Aim of the exercise ▸
Among the entries that follow, the required portion opens with the line containing "### LINKED ISSUE" and closes with the line containing "(degrades to an". Give that portion again exactly, and nothing else.

Material for this exercise ▸

◆ ◆ ◆

PR #9601, opened 2026-07-20
fix(worktree): don't let a WSL selector_not_found abort worktree deletion (#9197)

### LINKED ISSUE #9197: [Bug]: Cannot delete worktree in WSL environment (selector_not_found)
### Operating system

Windows

### Orca version

1.4.144

### Details

When deleting a worktree, the following error appears:

```bash
Unable to delete workspace feat/canvas
Error invoking remote method 'worktrees:remove': Error: selector_not_found
```

Environment:

- Project runtime: `WSL`
- Project path: `\\wsl.localhost\Ubuntu\home\xxx\xxx`
- Worktree path: `\\wsl.localhost\Ubuntu\root\orca\workspaces`

---

### Original (中文)

删除某个工作树时，出现下面错误

```bash
无法删除工作区 feat/canvas
Error invoking remote method 'worktrees:remove': Error: selector_not_found
```

环境信息：

- 项目运行时: `WSL`
- 项目位置: `\\wsl.localhost\Ubuntu\home\xxx\xxx`
- 工作树位置: `\\wsl.localhost\Ubuntu\root\orca\workspaces`

OrcaWin:
## Problem — Fixes #9197

Deleting a worktree in a **WSL-runtime** project fails with
`Error invoking remote method 'worktrees:remove': Error: selector_not_found`
and leaves the worktree **half-deleted**. Triggers when the project lives at
`\wsl.localhost\Ubuntu\...` with worktrees under `\wsl.localhost\Ubuntu\root\orca\workspaces`.

## Root cause (code-verified)

Destructive removal runs `stopPtysForDestructiveWorktreeRemoval` →
`killAllProcessesForWorktree(worktreeId)` → the runtime sweep
`runtime.stopTerminalsForWorktree(worktreeId)` →
`resolveWorktreeSelector(worktreeId)`, which resolves the selector **before**
touching any PTY.

- `killAllProcessesForWorktree` passes the **raw composite id** (`repoId::path`, no
  `id:`/`path:` prefix), so `resolveWorktreeSelector` falls to the exact-string
  else-branch (`worktree.id === selector`, `orca-runtime.ts`).
- Every *other* comparator in the removal path is normalization-tolerant (it folds
  the `\wsl.localhost` ↔ `\wsl$` UNC aliases + distro casing), so the removal
  **preflight matches and the delete begins** — then the exact id-match **misses**
  and `resolveWorktreeSelector` throws `selector_not_found`.
- The teardown **fail-closes on every error except `runtime_unavailable`**
  (`worktree-teardown.ts`), so that throw propagates and **aborts the whole delete**.

A slow WSL `git worktree list` exceeding `RESOLVED_WORKTREE_REPO_TIMEOUT_MS`
(degrades to an empty list) reproduces the same asymmetry. Distinct from `#9045`,
which fails later at the PTY-kill gate.

## Fix

The runtime sweep only stops **renderer-graph** terminals. If the runtime can't
resolve the worktree at all, there are simply **no such terminals to stop** — that
must never fail-close a destructive delete. So `selector_not_found` is treated as
benign there, exactly like `runtime_unavailable` (matching existing precedent that
already swallows `selector_not_found` elsewhere in `orca-runtime.ts`).

Safety is preserved: the **independent provider sweep** (which also matches PTYs by
cwd-inside-worktree, tolerant of the UNC aliasing) and **registry sweep**, plus the
`requirePhysicalStop` gate, remain the proof that any PTY that truly exists was
physically stopped. The invariant ("nothing to stop must never abort a delete")
holds on native/SSH too, so **those paths are untouched** — a generic runtime-sweep
error still fails closed.

```diff
-        (error) => !(error instanceof Error && error.message === 'runtime_unavailable')
+        (error) => !isBenignRuntimeSweepError(error)   // runtime_unavailable OR selector_not_found
```

## Reproduction & verification

A live slow-WSL Electron host is impractical to drive deterministically, so — as the
issue's own repro note allows — this uses a **focused unit reproduction** that forces
the exact failure mode: the runtime sweep rejects with `selector_not_found` under
`requirePhysicalStop`, using a `\wsl.localhost` composite id.

- **Red (before):** the new test throws `Error: selector_not_found` — the destructive
  teardown aborts (reproduces #9197).
- **Green (after):** the delete completes, `runtimeStopped: 0`, and the provider sweep
  still tears down the live PTY (`providerStopped: 1`).
- Full `worktree-teardown.test.ts` suite: **22/22 pass**. `oxlint` clean;
  `tsc -p config/tsconfig.node.json` clean.

## Trade-offs / user-visible changes

None beyond the fix: WSL worktree deletion now completes instead of aborting with
`selector_not_found`. No behavior change for native or SSH removal. A live WSL
Electron end-to-end pass is still worth a maintainer's confirmation before merge.

### DIFF
--- a/src/main/runtime/worktree-teardown.test.ts
+++ b/src/main/runtime/worktree-teardown.test.ts
@@ -581,6 +581,36 @@ describe('killAllProcessesForWorktree', () => {
     ).rejects.toThrow('runtime sweep failed')
   })
 
+  it('does not abort a destructive delete when the runtime cannot resolve the worktree (WSL selector_not_found, #9197)', async () => {
+    // On a WSL project the removal target's UNC form (\\wsl.localhost) can differ
+    // from the runtime's resolved id (\\wsl$), so resolveWorktreeSelector's
+    // exact-string branch throws selector_not_found before any PTY is touched.
+    // That means "no renderer-graph terminals to stop" — it must not fail-close
+    // the delete, while the provider sweep still tears down real PTYs.
+    const worktreeId = 'repo-1::\\\\wsl.localhost\\Ubuntu\\root\\orca\\workspaces\\wt'
+    const stopTerminalsForWorktree = vi.fn().mockRejectedValue(new Error('selector_not_found'))
+    const runtime = {
+      stopTerminalsForWorktree
+    } as unknown as Parameters<typeof killAllProcessesForWorktree>[1]['runtime']
+    const localProvider = createProviderStub(async () => [
+      { id: `${worktreeId}@@live-1`, cwd: '/wsl/wt', title: 'shell' }
+    ])
+    listRegisteredPtysMock.mockReturnValue([])
+
+    const result = await killAllProcessesForWorktree(worktreeId, {
+      runtime,
+      localProvider,
+      requirePhysicalStop: true
+    })
+
+    expect(result.runtimeStopped).toBe(0)
+    expect(result.providerStopped).toBe(1)
+    expect(localProvider.shutdown).toHaveBeenCalledWith(
+      `${worktreeId}@@live-1`,
+      expect.objectContaining({ immediate: true })
+    )
+  })
+
   it('bounds the entire process sweep when a provider never settles', async () => {
     vi.useFakeTimers()
     try {
--- a/src/main/runtime/worktree-teardown.test.ts
+++ b/src/main/runtime/worktree-teardown.test.ts
@@ -611,6 +611,29 @@ describe('killAllProcessesForWorktree', () => {
     )
   })
 
+  it('still fails the destructive delete closed when a provider PTY refuses to stop, even though the runtime cannot resolve the worktree (#9197)', async () => {
+    // Guard the invariant the #9197 fix depends on: swallowing selector_not_found
+    // relaxes only the renderer-graph sweep. A real provider-visible PTY that
+    // cannot be physically stopped must still block filesystem removal.
+    const worktreeId = 'repo-1::\\\\wsl.localhost\\Ubuntu\\root\\orca\\workspaces\\wt'
+    const runtime = {
+      stopTerminalsForWorktree: vi.fn().mockRejectedValue(new Error('selector_not_found'))
+    } as unknown as Parameters<typeof killAllProcessesForWorktree>[1]['runtime']
+    const localProvider = createProviderStub(async () => [
+      { id: `${worktreeId}@@live-1`, cwd: '/wsl/wt', title: 'shell' }
+    ])
+    localProvider.shutdown = vi.fn().mockRejectedValue(new Error('daemon refused kill'))
+    listRegisteredPtysMock.mockReturnValue([])
+
+    await expect(
+      killAllProcessesForWorktree(worktreeId, {
+        runtime,
+        localProvider,
+        requirePhysicalStop: true
+      })
+    ).rejects.toThrow('Failed to physically stop every PTY')
+  })
+
   it('bounds the entire process sweep when a provider never settles', async () => {
     vi.useFakeTimers()
     try {
--- a/src/main/runtime/worktree-teardown.ts
+++ b/src/main/runtime/worktree-teardown.ts
@@ -9,6 +9,19 @@ import { mapWithConcurrency } from '../../shared/map-with-concurrency'
 // or pathological inventory cannot fan out unbounded provider/RPC shutdowns.
 const WORKTREE_TEARDOWN_CONCURRENCY = 32
 
+// Why: the runtime sweep only stops renderer-graph terminals. If the runtime
+// can't resolve the worktree at all — headless/reloading (runtime_unavailable)
+// or a WSL UNC-alias id mismatch that misses resolveWorktreeSelector's
+// exact-string branch (selector_not_found, #9197) — there are no such terminals
+// to stop, so it must never fail-close a destructive delete. The provider and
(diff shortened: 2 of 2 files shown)


OrcaWin:
Did a deep review of this fix (logic + regression tests + native/SSH impact). It holds up well — the core reasoning is sound:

◆ ◆ ◆

Solved problem ▸
### LINKED ISSUE #9197: [Bug]: Cannot delete worktree in WSL environment (selector_not_found)
### Operating system

Windows

### Orca version

1.4.144

### Details

When deleting a worktree, the following error appears:

```bash
Unable to delete workspace feat/canvas
Error invoking remote method 'worktrees:remove': Error: selector_not_found
```

Environment:

- Project runtime: `WSL`
- Project path: `\\wsl.localhost\Ubuntu\home\xxx\xxx`
- Worktree path: `\\wsl.localhost\Ubuntu\root\orca\workspaces`

---

### Original (中文)

删除某个工作树时，出现下面错误

```bash
无法删除工作区 feat/canvas
Error invoking remote method 'worktrees:remove': Error: selector_not_found
```

环境信息：

- 项目运行时: `WSL`
- 项目位置: `\\wsl.localhost\Ubuntu\home\xxx\xxx`
- 工作树位置: `\\wsl.localhost\Ubuntu\root\orca\workspaces`

OrcaWin:
## Problem — Fixes #9197

Deleting a worktree in a **WSL-runtime** project fails with
`Error invoking remote method 'worktrees:remove': Error: selector_not_found`
and leaves the worktree **half-deleted**. Triggers when the project lives at
`\wsl.localhost\Ubuntu\...` with worktrees under `\wsl.localhost\Ubuntu\root\orca\workspaces`.

## Root cause (code-verified)

Destructive removal runs `stopPtysForDestructiveWorktreeRemoval` →
`killAllProcessesForWorktree(worktreeId)` → the runtime sweep
`runtime.stopTerminalsForWorktree(worktreeId)` →
`resolveWorktreeSelector(worktreeId)`, which resolves the selector **before**
touching any PTY.

- `killAllProcessesForWorktree` passes the **raw composite id** (`repoId::path`, no
  `id:`/`path:` prefix), so `resolveWorktreeSelector` falls to the exact-string
  else-branch (`worktree.id === selector`, `orca-runtime.ts`).
- Every *other* comparator in the removal path is normalization-tolerant (it folds
  the `\wsl.localhost` ↔ `\wsl$` UNC aliases + distro casing), so the removal
  **preflight matches and the delete begins** — then the exact id-match **misses**
  and `resolveWorktreeSelector` throws `selector_not_found`.
- The teardown **fail-closes on every error except `runtime_unavailable`**
  (`worktree-teardown.ts`), so that throw propagates and **aborts the whole delete**.

A slow WSL `git worktree list` exceeding `RESOLVED_WORKTREE_REPO_TIMEOUT_MS`
(degrades to an empty list) reproduces the same asymmetry. Distinct from `#9045`,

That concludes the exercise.